> _WORK TASK_: Go through the following data and transcribe exactly the stretch of lines from the one holding "PR #3305, opened 2024-05-01" to the one holding "-13,6 +13,10 @@", both included.

START RECORDS FOR PROCESSING

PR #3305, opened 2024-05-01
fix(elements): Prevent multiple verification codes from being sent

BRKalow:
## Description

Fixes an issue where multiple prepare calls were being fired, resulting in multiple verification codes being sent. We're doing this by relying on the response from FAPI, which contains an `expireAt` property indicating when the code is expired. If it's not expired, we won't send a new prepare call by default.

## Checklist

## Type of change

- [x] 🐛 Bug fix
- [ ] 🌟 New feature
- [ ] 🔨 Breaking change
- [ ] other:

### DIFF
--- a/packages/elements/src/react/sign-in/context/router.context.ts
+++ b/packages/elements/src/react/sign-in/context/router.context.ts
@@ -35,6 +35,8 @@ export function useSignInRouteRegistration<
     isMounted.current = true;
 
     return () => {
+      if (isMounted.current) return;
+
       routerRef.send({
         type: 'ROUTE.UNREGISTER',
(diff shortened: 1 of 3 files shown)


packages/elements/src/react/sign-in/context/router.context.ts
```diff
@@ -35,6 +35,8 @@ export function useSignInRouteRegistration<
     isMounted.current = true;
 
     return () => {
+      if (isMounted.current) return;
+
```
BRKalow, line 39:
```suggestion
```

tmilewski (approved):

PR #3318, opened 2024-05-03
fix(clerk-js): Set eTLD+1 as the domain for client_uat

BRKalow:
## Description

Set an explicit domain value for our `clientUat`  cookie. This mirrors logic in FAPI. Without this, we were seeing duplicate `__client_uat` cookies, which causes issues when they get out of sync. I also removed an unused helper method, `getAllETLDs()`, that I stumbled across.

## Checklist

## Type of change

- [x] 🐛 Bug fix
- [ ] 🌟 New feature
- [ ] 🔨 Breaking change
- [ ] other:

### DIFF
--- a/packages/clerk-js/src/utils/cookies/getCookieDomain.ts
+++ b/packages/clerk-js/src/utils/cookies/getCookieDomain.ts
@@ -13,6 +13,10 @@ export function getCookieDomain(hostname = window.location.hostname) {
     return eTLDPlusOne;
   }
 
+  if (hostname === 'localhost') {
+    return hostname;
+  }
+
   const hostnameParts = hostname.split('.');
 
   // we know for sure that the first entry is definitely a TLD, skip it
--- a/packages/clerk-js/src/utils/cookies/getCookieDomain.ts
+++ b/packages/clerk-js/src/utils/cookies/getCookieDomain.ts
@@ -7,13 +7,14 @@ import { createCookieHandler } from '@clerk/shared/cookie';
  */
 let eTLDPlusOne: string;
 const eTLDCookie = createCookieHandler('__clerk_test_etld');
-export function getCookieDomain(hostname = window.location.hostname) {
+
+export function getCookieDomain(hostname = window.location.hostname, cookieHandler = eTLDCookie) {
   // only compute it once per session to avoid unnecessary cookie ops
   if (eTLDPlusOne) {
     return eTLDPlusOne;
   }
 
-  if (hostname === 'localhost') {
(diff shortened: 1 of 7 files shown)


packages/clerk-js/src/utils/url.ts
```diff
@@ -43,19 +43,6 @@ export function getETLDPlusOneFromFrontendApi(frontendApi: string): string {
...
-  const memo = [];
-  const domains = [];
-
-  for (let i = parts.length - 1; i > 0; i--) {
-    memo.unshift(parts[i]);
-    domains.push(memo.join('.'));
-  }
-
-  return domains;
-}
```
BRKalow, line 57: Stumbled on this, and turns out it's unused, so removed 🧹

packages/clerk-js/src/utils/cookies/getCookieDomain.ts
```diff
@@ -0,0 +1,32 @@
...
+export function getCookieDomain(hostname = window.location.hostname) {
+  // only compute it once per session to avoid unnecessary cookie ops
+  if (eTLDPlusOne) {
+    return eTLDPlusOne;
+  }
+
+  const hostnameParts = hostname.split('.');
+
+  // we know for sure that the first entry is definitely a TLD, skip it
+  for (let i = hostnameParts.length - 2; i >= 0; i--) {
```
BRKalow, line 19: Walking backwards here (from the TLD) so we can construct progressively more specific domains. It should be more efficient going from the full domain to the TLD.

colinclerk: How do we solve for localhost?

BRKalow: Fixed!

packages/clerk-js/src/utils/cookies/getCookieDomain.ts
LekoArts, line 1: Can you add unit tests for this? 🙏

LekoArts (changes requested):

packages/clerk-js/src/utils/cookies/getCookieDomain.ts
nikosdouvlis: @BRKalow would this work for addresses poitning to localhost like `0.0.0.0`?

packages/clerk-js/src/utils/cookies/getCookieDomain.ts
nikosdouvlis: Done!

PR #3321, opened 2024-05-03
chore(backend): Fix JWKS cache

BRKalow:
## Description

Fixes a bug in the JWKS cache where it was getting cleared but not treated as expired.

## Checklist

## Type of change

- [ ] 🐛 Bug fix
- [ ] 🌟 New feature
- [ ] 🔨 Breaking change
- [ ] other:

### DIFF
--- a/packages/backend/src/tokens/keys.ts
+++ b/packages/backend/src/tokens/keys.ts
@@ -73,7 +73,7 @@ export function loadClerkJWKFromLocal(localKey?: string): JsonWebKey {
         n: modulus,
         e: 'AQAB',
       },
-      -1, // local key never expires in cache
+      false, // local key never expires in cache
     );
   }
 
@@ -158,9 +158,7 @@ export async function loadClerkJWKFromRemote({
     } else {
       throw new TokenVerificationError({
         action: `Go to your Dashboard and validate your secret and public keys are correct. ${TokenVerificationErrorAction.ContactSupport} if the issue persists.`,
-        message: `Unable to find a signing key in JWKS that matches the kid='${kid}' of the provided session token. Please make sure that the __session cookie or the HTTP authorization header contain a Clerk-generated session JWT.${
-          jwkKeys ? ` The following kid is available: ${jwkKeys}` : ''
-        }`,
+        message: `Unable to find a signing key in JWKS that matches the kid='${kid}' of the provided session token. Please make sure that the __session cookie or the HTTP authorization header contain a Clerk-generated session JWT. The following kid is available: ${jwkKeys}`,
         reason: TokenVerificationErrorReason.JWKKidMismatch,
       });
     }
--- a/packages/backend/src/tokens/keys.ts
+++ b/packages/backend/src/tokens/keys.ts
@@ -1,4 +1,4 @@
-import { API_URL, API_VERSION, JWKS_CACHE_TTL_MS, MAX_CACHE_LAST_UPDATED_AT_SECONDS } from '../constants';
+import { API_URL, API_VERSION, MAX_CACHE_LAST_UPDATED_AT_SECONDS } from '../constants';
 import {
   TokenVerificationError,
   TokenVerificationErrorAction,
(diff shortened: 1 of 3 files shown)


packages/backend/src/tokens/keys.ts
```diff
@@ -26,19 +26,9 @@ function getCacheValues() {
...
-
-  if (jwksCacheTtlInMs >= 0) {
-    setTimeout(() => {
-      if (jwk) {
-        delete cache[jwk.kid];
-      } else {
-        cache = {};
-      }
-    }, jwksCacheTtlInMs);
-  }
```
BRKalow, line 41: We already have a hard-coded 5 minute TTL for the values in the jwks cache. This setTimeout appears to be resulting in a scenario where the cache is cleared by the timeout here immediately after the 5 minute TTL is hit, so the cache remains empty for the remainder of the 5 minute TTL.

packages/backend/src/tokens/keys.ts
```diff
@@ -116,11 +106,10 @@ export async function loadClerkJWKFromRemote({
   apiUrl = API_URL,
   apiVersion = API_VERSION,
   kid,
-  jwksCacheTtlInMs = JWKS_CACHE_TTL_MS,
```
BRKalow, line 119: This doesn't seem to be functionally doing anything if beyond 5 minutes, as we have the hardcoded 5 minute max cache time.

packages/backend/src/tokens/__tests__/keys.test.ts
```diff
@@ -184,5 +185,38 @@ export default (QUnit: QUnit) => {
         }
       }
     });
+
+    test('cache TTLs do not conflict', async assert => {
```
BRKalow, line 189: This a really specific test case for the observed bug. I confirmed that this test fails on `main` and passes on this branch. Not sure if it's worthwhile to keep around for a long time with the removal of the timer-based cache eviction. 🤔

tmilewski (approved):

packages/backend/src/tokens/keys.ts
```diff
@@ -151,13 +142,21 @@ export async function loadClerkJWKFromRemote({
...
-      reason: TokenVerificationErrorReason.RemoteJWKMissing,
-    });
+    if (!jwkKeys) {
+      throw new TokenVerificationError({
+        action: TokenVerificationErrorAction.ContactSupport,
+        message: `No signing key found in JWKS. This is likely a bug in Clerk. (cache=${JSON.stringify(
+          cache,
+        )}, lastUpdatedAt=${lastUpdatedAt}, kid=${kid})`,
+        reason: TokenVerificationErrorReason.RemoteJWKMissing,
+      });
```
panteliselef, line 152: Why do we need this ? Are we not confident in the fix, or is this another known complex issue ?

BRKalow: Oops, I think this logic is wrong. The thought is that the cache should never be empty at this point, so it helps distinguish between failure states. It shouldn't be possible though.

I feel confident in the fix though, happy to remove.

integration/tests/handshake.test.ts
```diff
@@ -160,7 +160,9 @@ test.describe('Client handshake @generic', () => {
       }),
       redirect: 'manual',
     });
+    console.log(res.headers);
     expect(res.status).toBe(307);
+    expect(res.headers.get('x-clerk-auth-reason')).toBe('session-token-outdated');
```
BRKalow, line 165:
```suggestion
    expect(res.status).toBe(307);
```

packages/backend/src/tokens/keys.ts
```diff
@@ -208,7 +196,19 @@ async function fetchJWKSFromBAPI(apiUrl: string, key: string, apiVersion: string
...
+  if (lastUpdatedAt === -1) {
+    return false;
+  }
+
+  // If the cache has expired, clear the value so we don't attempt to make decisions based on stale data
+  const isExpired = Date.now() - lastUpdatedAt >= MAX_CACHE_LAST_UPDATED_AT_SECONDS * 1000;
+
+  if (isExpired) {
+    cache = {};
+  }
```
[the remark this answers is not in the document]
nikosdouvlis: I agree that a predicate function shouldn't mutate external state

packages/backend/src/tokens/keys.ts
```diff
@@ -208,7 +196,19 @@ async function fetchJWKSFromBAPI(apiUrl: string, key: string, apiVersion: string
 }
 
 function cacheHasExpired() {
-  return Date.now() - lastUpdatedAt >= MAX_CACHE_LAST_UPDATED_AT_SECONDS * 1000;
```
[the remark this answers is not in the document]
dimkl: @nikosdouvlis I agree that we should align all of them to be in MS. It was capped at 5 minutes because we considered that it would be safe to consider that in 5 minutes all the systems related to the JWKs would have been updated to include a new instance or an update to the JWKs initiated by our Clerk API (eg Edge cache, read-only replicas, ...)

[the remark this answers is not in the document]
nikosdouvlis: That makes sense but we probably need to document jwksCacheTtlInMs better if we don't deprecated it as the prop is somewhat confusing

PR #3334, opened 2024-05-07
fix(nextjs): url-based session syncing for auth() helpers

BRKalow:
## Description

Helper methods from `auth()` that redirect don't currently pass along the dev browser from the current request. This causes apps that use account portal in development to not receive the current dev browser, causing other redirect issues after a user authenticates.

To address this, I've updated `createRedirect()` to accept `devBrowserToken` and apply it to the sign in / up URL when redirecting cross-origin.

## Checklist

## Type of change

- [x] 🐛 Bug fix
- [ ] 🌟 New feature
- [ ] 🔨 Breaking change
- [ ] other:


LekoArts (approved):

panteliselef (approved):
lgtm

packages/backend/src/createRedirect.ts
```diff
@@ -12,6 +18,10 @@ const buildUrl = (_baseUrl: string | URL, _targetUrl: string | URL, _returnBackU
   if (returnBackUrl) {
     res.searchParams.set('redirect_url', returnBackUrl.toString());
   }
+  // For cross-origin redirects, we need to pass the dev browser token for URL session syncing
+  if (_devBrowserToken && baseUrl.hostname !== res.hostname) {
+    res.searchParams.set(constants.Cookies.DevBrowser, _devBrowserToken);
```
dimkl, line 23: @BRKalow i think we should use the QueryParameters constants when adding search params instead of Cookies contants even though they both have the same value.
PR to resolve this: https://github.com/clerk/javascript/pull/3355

END RECORDS FOR PROCESSING
START RECORDS FOR PROCESSING

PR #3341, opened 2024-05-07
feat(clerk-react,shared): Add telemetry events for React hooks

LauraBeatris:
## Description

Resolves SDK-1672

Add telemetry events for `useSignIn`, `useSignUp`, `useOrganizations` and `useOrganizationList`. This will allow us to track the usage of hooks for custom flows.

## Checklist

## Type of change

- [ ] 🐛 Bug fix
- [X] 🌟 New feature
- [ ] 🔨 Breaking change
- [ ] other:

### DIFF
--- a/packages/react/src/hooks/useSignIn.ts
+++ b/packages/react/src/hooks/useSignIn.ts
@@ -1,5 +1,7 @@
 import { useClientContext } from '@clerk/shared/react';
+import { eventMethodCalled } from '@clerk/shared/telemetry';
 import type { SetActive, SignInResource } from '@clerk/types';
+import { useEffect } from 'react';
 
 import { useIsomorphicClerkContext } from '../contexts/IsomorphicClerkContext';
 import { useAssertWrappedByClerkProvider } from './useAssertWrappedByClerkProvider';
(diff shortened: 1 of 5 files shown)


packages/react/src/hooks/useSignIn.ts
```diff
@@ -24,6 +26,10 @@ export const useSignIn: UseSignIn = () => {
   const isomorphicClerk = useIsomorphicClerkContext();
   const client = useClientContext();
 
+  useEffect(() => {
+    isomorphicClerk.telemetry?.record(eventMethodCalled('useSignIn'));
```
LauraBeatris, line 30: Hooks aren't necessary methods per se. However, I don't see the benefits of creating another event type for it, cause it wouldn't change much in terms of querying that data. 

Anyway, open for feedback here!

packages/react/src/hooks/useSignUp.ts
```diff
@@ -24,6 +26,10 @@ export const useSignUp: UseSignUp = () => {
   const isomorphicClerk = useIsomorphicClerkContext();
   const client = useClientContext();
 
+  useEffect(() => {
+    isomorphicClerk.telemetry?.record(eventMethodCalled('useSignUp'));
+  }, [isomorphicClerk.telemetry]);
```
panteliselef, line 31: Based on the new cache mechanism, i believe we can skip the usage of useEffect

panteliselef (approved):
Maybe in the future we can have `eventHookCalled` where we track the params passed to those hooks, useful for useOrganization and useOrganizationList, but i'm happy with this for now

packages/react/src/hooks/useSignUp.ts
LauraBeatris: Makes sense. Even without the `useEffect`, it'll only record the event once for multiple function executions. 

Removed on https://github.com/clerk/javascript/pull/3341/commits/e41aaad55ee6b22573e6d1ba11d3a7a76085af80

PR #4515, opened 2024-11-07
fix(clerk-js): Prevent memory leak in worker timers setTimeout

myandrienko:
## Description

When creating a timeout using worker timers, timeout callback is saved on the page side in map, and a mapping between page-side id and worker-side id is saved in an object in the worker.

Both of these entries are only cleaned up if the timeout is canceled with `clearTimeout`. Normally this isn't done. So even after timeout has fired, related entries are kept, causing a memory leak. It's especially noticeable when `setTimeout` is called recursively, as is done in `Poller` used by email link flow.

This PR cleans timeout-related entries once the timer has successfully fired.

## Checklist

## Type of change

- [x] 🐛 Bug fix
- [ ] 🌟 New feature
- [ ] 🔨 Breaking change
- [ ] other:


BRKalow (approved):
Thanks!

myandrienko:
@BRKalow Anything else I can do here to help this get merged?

END RECORDS FOR PROCESSING

> _TASK OUTPUT_:
PR #3305, opened 2024-05-01
fix(elements): Prevent multiple verification codes from being sent

BRKalow:
## Description

Fixes an issue where multiple prepare calls were being fired, resulting in multiple verification codes being sent. We're doing this by relying on the response from FAPI, which contains an `expireAt` property indicating when the code is expired. If it's not expired, we won't send a new prepare call by default.

## Checklist

## Type of change

- [x] 🐛 Bug fix
- [ ] 🌟 New feature
- [ ] 🔨 Breaking change
- [ ] other:

### DIFF
--- a/packages/elements/src/react/sign-in/context/router.context.ts
+++ b/packages/elements/src/react/sign-in/context/router.context.ts
@@ -35,6 +35,8 @@ export function useSignInRouteRegistration<
     isMounted.current = true;
 
     return () => {
+      if (isMounted.current) return;
+
       routerRef.send({
         type: 'ROUTE.UNREGISTER',
(diff shortened: 1 of 3 files shown)


packages/elements/src/react/sign-in/context/router.context.ts
```diff
@@ -35,6 +35,8 @@ export function useSignInRouteRegistration<
     isMounted.current = true;
 
     return () => {
+      if (isMounted.current) return;
+
```
BRKalow, line 39:
```suggestion
```

tmilewski (approved):

PR #3318, opened 2024-05-03
fix(clerk-js): Set eTLD+1 as the domain for client_uat

BRKalow:
## Description

Set an explicit domain value for our `clientUat`  cookie. This mirrors logic in FAPI. Without this, we were seeing duplicate `__client_uat` cookies, which causes issues when they get out of sync. I also removed an unused helper method, `getAllETLDs()`, that I stumbled across.

## Checklist

## Type of change

- [x] 🐛 Bug fix
- [ ] 🌟 New feature
- [ ] 🔨 Breaking change
- [ ] other:

### DIFF
--- a/packages/clerk-js/src/utils/cookies/getCookieDomain.ts
+++ b/packages/clerk-js/src/utils/cookies/getCookieDomain.ts
@@ -13,6 +13,10 @@ export function getCookieDomain(hostname = window.location.hostname) {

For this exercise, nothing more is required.